* TRY IT *
Starting at the first line of the entries below, output every line exactly, up to and including the line with "We need to introduce".

Dataset entries:
********
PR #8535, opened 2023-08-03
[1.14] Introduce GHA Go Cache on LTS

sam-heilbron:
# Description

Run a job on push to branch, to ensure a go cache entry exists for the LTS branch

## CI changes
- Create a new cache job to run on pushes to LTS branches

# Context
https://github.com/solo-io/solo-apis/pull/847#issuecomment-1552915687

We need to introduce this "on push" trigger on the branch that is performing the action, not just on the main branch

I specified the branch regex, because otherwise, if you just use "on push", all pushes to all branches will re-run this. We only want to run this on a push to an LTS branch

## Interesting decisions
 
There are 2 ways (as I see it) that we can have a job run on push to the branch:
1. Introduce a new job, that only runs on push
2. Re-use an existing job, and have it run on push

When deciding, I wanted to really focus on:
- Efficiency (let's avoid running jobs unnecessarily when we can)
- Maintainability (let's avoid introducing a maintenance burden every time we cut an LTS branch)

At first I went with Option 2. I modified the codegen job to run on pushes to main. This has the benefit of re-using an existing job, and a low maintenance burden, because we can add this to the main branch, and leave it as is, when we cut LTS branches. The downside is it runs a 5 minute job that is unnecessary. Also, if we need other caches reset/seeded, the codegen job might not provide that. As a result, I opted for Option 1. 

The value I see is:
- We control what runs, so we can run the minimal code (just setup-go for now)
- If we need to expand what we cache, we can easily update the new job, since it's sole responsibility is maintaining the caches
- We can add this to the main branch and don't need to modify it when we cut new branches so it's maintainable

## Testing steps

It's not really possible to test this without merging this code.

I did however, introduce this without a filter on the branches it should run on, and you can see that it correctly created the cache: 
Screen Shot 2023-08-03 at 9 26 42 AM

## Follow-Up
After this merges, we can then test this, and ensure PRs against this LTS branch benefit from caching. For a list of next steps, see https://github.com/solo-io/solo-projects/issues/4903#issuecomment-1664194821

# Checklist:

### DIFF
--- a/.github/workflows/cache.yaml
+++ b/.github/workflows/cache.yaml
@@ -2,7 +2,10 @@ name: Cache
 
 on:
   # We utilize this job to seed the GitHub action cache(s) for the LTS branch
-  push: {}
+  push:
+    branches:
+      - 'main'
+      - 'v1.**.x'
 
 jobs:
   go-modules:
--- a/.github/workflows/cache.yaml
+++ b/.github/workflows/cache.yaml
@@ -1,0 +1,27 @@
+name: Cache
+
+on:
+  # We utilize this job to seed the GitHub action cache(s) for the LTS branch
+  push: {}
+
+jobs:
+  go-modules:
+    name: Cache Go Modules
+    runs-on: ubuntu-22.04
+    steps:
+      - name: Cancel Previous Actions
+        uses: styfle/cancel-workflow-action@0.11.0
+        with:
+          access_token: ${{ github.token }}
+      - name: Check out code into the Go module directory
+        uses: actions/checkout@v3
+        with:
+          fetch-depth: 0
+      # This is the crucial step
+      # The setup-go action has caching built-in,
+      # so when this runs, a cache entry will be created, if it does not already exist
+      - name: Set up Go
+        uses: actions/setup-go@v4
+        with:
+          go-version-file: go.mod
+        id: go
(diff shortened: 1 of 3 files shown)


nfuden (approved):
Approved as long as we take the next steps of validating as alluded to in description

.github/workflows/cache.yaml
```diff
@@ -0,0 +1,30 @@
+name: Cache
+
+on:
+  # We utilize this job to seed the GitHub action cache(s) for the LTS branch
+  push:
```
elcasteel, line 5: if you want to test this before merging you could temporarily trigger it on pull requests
********
* SOLVED EXERCISE *
PR #8535, opened 2023-08-03
[1.14] Introduce GHA Go Cache on LTS

sam-heilbron:
# Description

Run a job on push to branch, to ensure a go cache entry exists for the LTS branch

## CI changes
- Create a new cache job to run on pushes to LTS branches

# Context
https://github.com/solo-io/solo-apis/pull/847#issuecomment-1552915687

We need to introduce this "on push" trigger on the branch that is performing the action, not just on the main branch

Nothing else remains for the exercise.